Redazione Xion IT GroupEUDI WalletGDPRidentità digitalecompliance

Dal 24 dicembre 2026 ogni Stato membro dell’Unione europea dovrà mettere a disposizione dei cittadini almeno un EUDI Wallet, il portafoglio europeo di identità digitale. Per le aziende non è solo una novità “da pubblica amministrazione”: significa nuovi modi di identificare clienti, utenti e collaboratori, ma anche nuove responsabilità su privacy, conservazione dei dati e sicurezza dei processi.

La promessa è forte: condividere solo le informazioni strettamente necessarie, in modo più semplice e interoperabile in tutta Europa. Il punto critico è che, dietro questa semplificazione, restano aperte domande molto concrete su chi tratta i dati, quali informazioni vengono registrate, per quanto tempo e con quali basi giuridiche.

Che cos’è l’EUDI Wallet e perché cambia il quadro

L’EUDI Wallet nasce nel perimetro di eIDAS 2.0 e punta a offrire ai cittadini europei uno strumento unico per conservare e presentare attributi di identità verificati. Non solo nome e data di nascita, ma anche informazioni come patente, titoli di studio, codice fiscale o altri attributi rilasciati da soggetti abilitati.

Il cambiamento più rilevante rispetto al panorama attuale è triplice:

In pratica, un servizio potrebbe aver bisogno di sapere solo se una persona è maggiorenne, senza ricevere l’intera data di nascita. Questo approccio è coerente con il principio di minimizzazione del GDPR e, se ben implementato, può ridurre la circolazione di dati personali superflui.

Per le imprese, però, il wallet non è una semplice “carta d’identità sul telefono”. È un nuovo ecosistema di fiducia digitale in cui entrano in gioco più soggetti, ciascuno con ruoli e responsabilità differenti.
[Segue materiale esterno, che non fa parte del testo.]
Issue #299, opened 2025-03-05
Research issues with data order throughout the system


CGodiksen:
Due to how ingested data is sorted and how compressed data is sorted both when writing to disk and when reconstructing the data in the query engine, issues related to the order of the data might happen. 

One example of this is if out-of-order data points are added to the storage engine which then sorts and compresses them. This could cause overlapping compressed segments which could cause issues during querying. It is not certain that this causes issues but the problem should be researched to ensure this does not cause issues. A discussion on this was started here: https://github.com/ModelarData/ModelarDB-RS/pull/293#discussion_r1976508394.

Another potential issue is the disconnect between what Apache DataFusion expects from the ordering of the output from `SortedJoinExec` and what we currently provide. We currently only guarantee that the order is the same for each field column. It might be necessary to research what impact setting the sort guarantees and requirements has on the execution in Apache DataFusion and considering whether it would be better to remove the currently set guarantees. A discussion on this was started here: https://github.com/ModelarData/ModelarDB-RS/pull/293#discussion_r1976512756.

CGodiksen:
The data order might also be affected by issues with `optimize()`. If `optimize()` compacts one field more than another, one field can have more physical files than the others. Furthermore, since files are sorted by modification time, flushes and optimize can maybe cause ordering issues. A discussion on this was started here: https://github.com/ModelarData/ModelarDB-RS/pull/406#discussion_r3513820867

skejserjensen:
[...]

PR #406, opened 2026-07-01
Add support for manually optimizing a table

### LINKED ISSUE #239: Add support for using Delta Lake vacuum() and Delta Lake optimize() through Arrow Flight
Delta Lake has functionality for removing stale files and optimizing files, however since we provide a layer over Delta Lake, this functionality is not available to the user of ModelarDB. Actions should be added to Arrow Flight that makes it possible to use this functionality. 

When vacuuming or optimizing a table, the metadata Delta Lake should also be vacuumed or optimized since this is cheap and we do not want the user to have to manually vacuum or optimize the metadata Delta Lake.

- [ ] Add new endpoint to server Apache Arrow Flight server to vacuum a table.
- [ ] Add new endpoint to server Apache Arrow Flight server to optimize a table.
- [ ] Consider how to handle passing extra arguments such as retention period to endpoint.
- [ ] Add new endpoint to manager Apache Arrow Flight server to vacuum a table in the entire cluster.
- [ ] Add new endpoint to manager Apache Arrow Flight server to optimize a table in the entire cluster.
- [ ] Consider how to handle passing extra arguments to optimize endpoint.
- [ ] Consider if we should have endpoints to vacuum or optimize all tables.
- [ ] Add integration tests.
- [ ] Add unit tests.

CGodiksen:
This PR closes #239 by adding a new method to `DataFolder`, adding `OPTIMIZE [CLUSTER] [table_name[, table_name]+] [TARGET num_bytes]` to the SQL parser, adding a new method to `Cluster`, adding the structure in `Context` and the Apache Arrow Flight server to call optimize, and adding optimize to `modelardb_embedded` and the Python library. 

Unit testing have also been added in the relevant places and three new integration tests have been added to ensure the Apache Arrow Flight endpoint works. Note that the implementation matches `vacuum` 1-to-1.

### DIFF
--- a/crates/modelardb_embedded/bindings/python/tests/test_operations.py
+++ b/crates/modelardb_embedded/bindings/python/tests/test_operations.py
@@ -486,6 +486,41 @@ class TestOperations(unittest.TestCase):
             error_message = f"Invalid Argument Error: Table with name '{MISSING_TABLE_NAME}' does not exist."
             self.assertEqual(error_message, str(context.exception))
 
+    def test_data_folder_optimize(self):
+        with TemporaryDirectory() as temp_dir:
+            data_folder = Operations.open_local(temp_dir)
+            create_tables_in_data_folder(data_folder)
+
+            # Each write is a separate commit, so four writes produce multiple small files.
+            for _ in range(4):
+                data_folder.write(
+                    TIME_SERIES_TABLE_NAME,
+                    unsorted_time_series_table_data_without_generated_column(),
+                )
+
+            folder_path = os.path.join(temp_dir, "tables", TIME_SERIES_TABLE_NAME, "field_column=2")
+            file_count = len(os.listdir(folder_path))
+            self.assertEqual(file_count, 4)
+
+            data_folder.optimize(TIME_SERIES_TABLE_NAME)
+
+            # Vacuum to remove the compacted files.
+            data_folder.vacuum(TIME_SERIES_TABLE_NAME, retention_period_in_seconds=0)
+
+            # There should only be a single file left.
+            file_count = len(os.listdir(folder_path))
+            self.assertEqual(file_count, 1)
+
+    def test_data_folder_optimize_error(self):
+        with TemporaryDirectory() as temp_dir:
+            data_folder = Operations.open_local(temp_dir)
+
+            with self.assertRaises(RuntimeError) as context:
+                data_folder.optimize(MISSING_TABLE_NAME)
+
+            error_message = f"Invalid Argument Error: Table with name '{MISSING_TABLE_NAME}' does not exist."
+            self.assertEqual(error_message, str(context.exception))
+
 
 def create_tables_in_data_folder(data_folder: Operations):
     table_type = NormalTable(normal_table_schema())
--- a/crates/modelardb_embedded/bindings/python/tests/test_operations.py
+++ b/crates/modelardb_embedded/bindings/python/tests/test_operations.py
@@ -12,6 +12,14 @@
 # See the License for the specific language governing permissions and
 # limitations under the License.
 
+"""Tests for the data folder operations exposed through the Python bindings.
+
+Test methods suffixed with ``_error`` only verify that errors from the
+underlying Rust implementation are propagated through the bindings and surface
+as Python exceptions. The errors themselves are already tested in the Rust
+implementation, so the specific error raised does not matter.
+"""
+
 import datetime
 import os
 import unittest
@@ -507,7 +515,7 @@ class TestOperations(unittest.TestCase):
             # Vacuum to remove the compacted files.
             data_folder.vacuum(TIME_SERIES_TABLE_NAME, retention_period_in_seconds=0)
 
-            # There should only be a single file left.
+            # The small files should be compacted into a single active file.
             file_count = len(os.listdir(folder_path))
             self.assertEqual(file_count, 1)
 
--- a/crates/modelardb_embedded/src/capi.rs
+++ b/crates/modelardb_embedded/src/capi.rs
@@ -1013,6 +1013,56 @@ unsafe fn vacuum(
     TOKIO_RUNTIME.block_on(modelardb.vacuum(table_name, maybe_retention_period_in_seconds))
 }
 
+/// Optimizes the table with the name in `table_name_ptr` in the [`DataFolder`] or [`Client`] in
+/// `maybe_operations_ptr` by compacting its many small files into fewer larger files of
+/// approximately `target_size_in_bytes_ptr` bytes. Assumes `maybe_operations_ptr` points to a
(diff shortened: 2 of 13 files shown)


crates/modelardb_embedded/src/capi.rs
```diff
@@ -963,11 +963,11 @@ unsafe fn drop(
 
 /// Vacuums the table with the name in `table_name_ptr` in the [`DataFolder`] or [`Client`] in
 /// `maybe_operations_ptr` by deleting stale files that are older than `retention_period_in_seconds_ptr`
-/// seconds. Assumes `maybe_operations_ptr` points to a [`DataFolder`] or [`Client`];
-/// `table_name_ptr` points to a valid C string; and `retention_period_in_seconds_ptr` points to a
-/// valid C string. A C string is used for the retention period to avoid issues with different
-/// platforms using an inconsistent amount of bits for integer types. The string is converted
-/// directly to an unsigned 64-bit integer in Rust.
+/// seconds. Assumes `maybe_operations_ptr` points to a [`DataFolder`] or [`Client`] and
+/// `table_name_ptr` points to a valid C string. `retention_period_in_seconds_ptr` points to a valid
```
chrthomsen: Isn't it still an assumption? Otherwise, perhaps "... must point to ... or be null to ..."?

crates/modelardb_storage/src/parser.rs
```diff
@@ -561,6 +578,78 @@ impl ModelarDbDialect {
...
+        } else {
+            vec![]
+        };
+
+        // If the next token is TARGET, attempt to parse the target file size in bytes.
+        let maybe_target_size_in_bytes = if let Token::Word(word) = parser.peek_nth_token(0).token
+            && word.keyword == Keyword::TARGET
+        {
+            parser.expect_keyword(Keyword::TARGET)?;
+            let target_size_in_bytes = self.parse_unsigned_literal_u64(parser)?;
```
chrthomsen, line 627: It is not strictly necessary, but it would be more user-friendly if K, M, and G suffixes could be used as in "TARGET 128M"

chrthomsen (approved):

crates/modelardb_embedded/src/capi.rs
CGodiksen: Fixed.

crates/modelardb_storage/src/parser.rs
CGodiksen: I could not find any built-in support for doing this in `sqlparser` but it should be possible to add manually. However I do not know if we should prioritize this. What do you think @skejserjensen?

crates/modelardb_embedded/bindings/python/tests/test_operations.py
```diff
@@ -486,6 +486,41 @@ def test_data_folder_vacuum_error(self):
...
+            data_folder.optimize(TIME_SERIES_TABLE_NAME)
+
+            # Vacuum to remove the compacted files.
+            data_folder.vacuum(TIME_SERIES_TABLE_NAME, retention_period_in_seconds=0)
+
+            # There should only be a single file left.
+            file_count = len(os.listdir(folder_path))
+            self.assertEqual(file_count, 1)
+
+    def test_data_folder_optimize_error(self):
```
skejserjensen, line 522: Maybe add something like `_missing_table` to the method name so it is clear what the error being tested is.

crates/modelardb_embedded/src/operations/data_folder.rs
```diff
@@ -2276,6 +2296,75 @@ mod tests {
...
+                .await
+                .unwrap();
+        }
+
+        let delta_table = data_folder.delta_table(NORMAL_TABLE_NAME).await.unwrap();
+        assert_eq!(delta_table.get_file_uris().unwrap().count(), 4);
+
+        data_folder.optimize(NORMAL_TABLE_NAME, None).await.unwrap();
+
+        // The small files should be compacted into a single active file.
```
skejserjensen, line 2316: What is meant by "active"? It was not written for the Python test, so maybe just delete it everywhere.

crates/modelardb_embedded/src/operations/data_folder.rs
```diff
@@ -2276,6 +2296,75 @@ mod tests {
...
+        }
+
+        let delta_table = data_folder
+            .delta_table(TIME_SERIES_TABLE_NAME)
+            .await
+            .unwrap();
+        assert_eq!(delta_table.get_file_uris().unwrap().count(), 8);
+
+        data_folder
+            .optimize(TIME_SERIES_TABLE_NAME, None)
```
skejserjensen, line 2341: Does this guarantee that the order of the segments stays the same for all fields?

skejserjensen (changes requested):

crates/modelardb_storage/src/parser.rs
skejserjensen: It seems like a nice-to-have that probably should be implemented as a separate parse function that can be reused. For example, something like `parse_storage_size_and_maybe_unit()` which assumes there will be an integer with an optional unit and returns the storage size parsed in the specified unit or bytes (default).

CGodiksen: I agree, i created an issue (https://github.com/ModelarData/ModelarDB-RS/issues/407) to handle this later.

crates/modelardb_embedded/bindings/python/tests/test_operations.py
CGodiksen: The actual error does not matter, all the `_error` tests in the Python tests are purely to test error propagation since the actual errors are already tested in the Rust implementation. I have added a module doc comment that makes this clear.

crates/modelardb_embedded/src/operations/data_folder.rs
CGodiksen: I added it to the Python test instead to be consistent. I think using `active` makes sense since this is the standard terminology that Delta Lake use to describe files that are not unused and stale.

crates/modelardb_embedded/src/operations/data_folder.rs
CGodiksen: I have added a comment to https://github.com/ModelarData/ModelarDB-RS/issues/239 to research this further. As far as i can see there might be some issues with ordering due to the modification time of the files and the potential of having a different number of files for each field. I think it holds but the previous implementation without `optimize()` is also very brittle. 

I think we should keep this for now so we can implement the data optimizer and finish A4. After that, we can then prioritize a general audit of data order in the system.

skejserjensen: Makes sense to, I have added a comment to #299 to start a broader disccussion about this.

skejserjensen (approved):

Come funziona l’ecosistema: provider, attestatori e relying party

Per capire dove nascono i rischi, occorre guardare all’architettura del sistema.

Il primo attore è il wallet provider, cioè il soggetto che mette a disposizione l’applicazione del portafoglio digitale. Può essere un ente pubblico o un soggetto privato certificato. È il soggetto che gestisce l’identità iniziale del titolare e la continuità operativa del servizio.

Il secondo attore è l’attestatore di attributi, cioè chi emette una credenziale verificabile. Può essere, a seconda del caso, un’amministrazione, un’università, una banca o un altro soggetto autorizzato a certificare un’informazione.

Il terzo attore è la relying party, il soggetto pubblico o privato che riceve e verifica gli attributi presentati dall’utente. Qui entrano direttamente in gioco le aziende: un e-commerce, un datore di lavoro, una struttura ricettiva, un noleggiatore, un fornitore di servizi online.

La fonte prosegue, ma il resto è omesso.